Esteban Bullrich, senador nacional por la provincia de Buenos Aires perteneciente a Juntos, se despidió del Senado con un emotivo discurso a minutos de iniciada la sesión ordinaria.
Asistido por una computadora, a través de la tecnología que le permitió reproducir sus palabras, el senador reflexionó sobre las presuntas diferencias entre los partidos políticos, la grieta, el rol de los legisladores y su situación de salud, que le dificulta continuar en forma presencial en su banca. También apeló al diálogo y el consenso para que la política encuentre soluciones a los problemas.
Cuando terminó el mensaje, el senador José Mayans –del Frente de Todos- pidió considerar que Bullrich continúe en su rol de forma remota. Aunque fue el propio Bullrich quien agradeció la opción y aclaró que la decisión de dimitir fue tomada junto a su familia y que la necesita “para ganarle a la enfermedad”, y concluyó: “No hay hombres imprescindibles, hay actitudes imprescindibles”.
Acompañado por su familia y profundamente emocionado, Bullrich expresó que renunciar “va en contra de cada fibra” de su cuerpo, y señaló: “La realidad me impone esta decisión y la ELA (Esclerosis Lateral Amiotrófica) me ha enseñado fundamentalmente a aceptar la realidad”.
“Con todo el dolor del mundo y la frustración de no tener alternativa quiero anunciar mi renuncia al cargo de senador por la provincia de Buenos Aires, ser parte del Senado fue uno de los honores más grandes de mi vida política y mi vida en general”, sostuvo.
“Renuncio a mi banca con mucha tristeza y mi última actividad en el Senado es un proyecto de ley de educación inclusiva por el que pido tratamiento sobre tablas, que busca igualar oportunidades y que, como todo lo que he hecho hasta ahora en mi vida política, intenta dejar de lado egoísmos y vanidades para buscar el consenso”, aseveró Bullrich.

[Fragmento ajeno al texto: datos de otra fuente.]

PR #2, opened 2019-02-26
api v2

bddap:
This pr adds the ability to generate jsonrpc handlers for APIOwner and APIForeign via proceedural macro.

Since the handler generator is not specific to grin I've split it into its own crate, easy-jsonrpc. easy-jsonrpc provides a macro, jsonrpc_server, which decorates a trait definition and generates appropriate jsonrpc handlers.

This pr introduces a new trait, OwnerAPI, which the existing struct APIOwner implements. A new trait was added for several reasons:

1. APIOwner contains methods that don't make sense in a jsonrpc context; method signatures needed to be changed.
    - Mutable out parameters don't work in an rpc
    - Functions involving callbacks don't work in an rpc
    - Rpc methods can't return Result<, Error> because Error is not serializable. Result<, ErrorKind> is used instead
    - fn new() never needs to be called from a remote client
2. Adding a new trait is not a breaking change. Changing APIOwner to an rpc compliant trait would require refactoring other parts of grin-wallet.
3. APIOwner can trivially implement OwnerAPI (perhaps WalletBackend could implement it as well)

## TODO

- [x] Add doctests for every OwnerAPI method, OwnerAPI doctests will serve as jsonrpc documentation. See `OwnerAPI::accounts` for an example.
- [x] Add links to docs for APIOwner methods from each OwnerAPI method doc
- [ ] Implement fn initiate_tx(..) -> Result<(Slate, OutputLockFn<W, C, K>), Error> without using a callback
- [ ] Implement fn tx_lock_outputs(.. , mut lock_fn: OutputLockFn<W, C, K>) -> Result<(), Error> without using a callback
- [ ] Implement issue_send_tx like in refwallet/src/controller.rs
- [ ] Either A) Depreciate APIOwner in favor of OwnerAPI, or B) Rename OwnerAPI to be more decriptive e.g. RPCAPIOwner
- [ ] Add ForeignAPI trait
- [x] Add jsonrpc_client macro for typed client generation
- [ ] Possibly automatically generate clients in other languages such as javascript

## Blockers

This pr requires https://github.com/mimblewimble/grin/pull/2596, which implements serde for error types.

### DIFF
--- a/Cargo.lock
+++ b/Cargo.lock
@@ -400,10 +400,10 @@ source = "registry+https://github.com/rust-lang/crates.io-index"
 
 [[package]]
 name = "easy-jsonrpc"
-version = "0.2.0"
+version = "0.4.1"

El proyecto fue redactado partiendo de tres proyectos anteriores y con el apoyo de legisladores y legisladoras de todos los bloques. En esa línea, reflexionó: “Créanme que es mucho más lo que nos une que lo que nos divide, se requiere vencer prejuicios, hacer silencio y escuchar al otro”, subrayó, y añadió: “En política las buenas ideas no tienen dueños, tienen beneficiarios”.
Sobre la necesidad de consensos y diálogo, el exministro de Educación pidió que se recuerde su paso por el recinto como alguien que siempre buscó el diálogo, “el valor más importante y más escaso de la política argentina”.
Asimismo, expresó: “Esa falta de diálogo trasciende estas paredes, vivimos en un país enfocado en la grieta, en el debate violento, la gente escapa de la política y la condena”.
Bullrich recordó a John Lennon y precisó que “estas palabras pueden parecer las de un soñador, lo soy, y sé también que no soy el único”. En ese sentido, les pidió a los senadores que “aprovechen que Dios les da la fuerza” y remarcó: “Nuestro país clama por consensos, por los números de pobreza, la falta de desarrollo, catástrofe educativa, la postergación de nuestros sueños, producida por un estancamiento del que somos culpables los políticos”.
“Todos hemos sido culpables de gobernar con tapones en los oídos, no hay más tiempo para eso, para jugar a no ponernos de acuerdo”, sentenció.
Hacia el final, habló de la fundación que acaba de lanzar para buscar la cura de la ELA, enfermedad poco frecuente y poco estudiada. Agradeció a su familia y a “la cruz” que le toca vivir, la enfermedad que le permitió recibir infinitas muestras de cariño y ver “el futuro como esperanza”. Especialmente les reconoció a sus colegas Miguel Pichetto y Federico Pinedo, por ayudarlo en sus comienzos.
“Me voy honrado por el apoyo y la contención que me dieron todos estos meses, es muy importante saber que a pesar de las diferencias y las peleas vibra en cada uno de ustedes el deseo latente de hacer una Argentina próspera sostenible pujante e inclusiva”, concluyó.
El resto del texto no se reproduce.